PR #700, opened 2021-05-11
Mark some header sources as SYSTEM

jfalcou:


DenisYaroshevskiy:
Fixes the warning for sure, checking if the ticket can be closed completly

WHAT THIS TASK INVOLVES:
Return the whole listing above verbatim.

ANSWER SECTION:
PR #700, opened 2021-05-11
Mark some header sources as SYSTEM

jfalcou:


DenisYaroshevskiy:
Fixes the warning for sure, checking if the ticket can be closed completly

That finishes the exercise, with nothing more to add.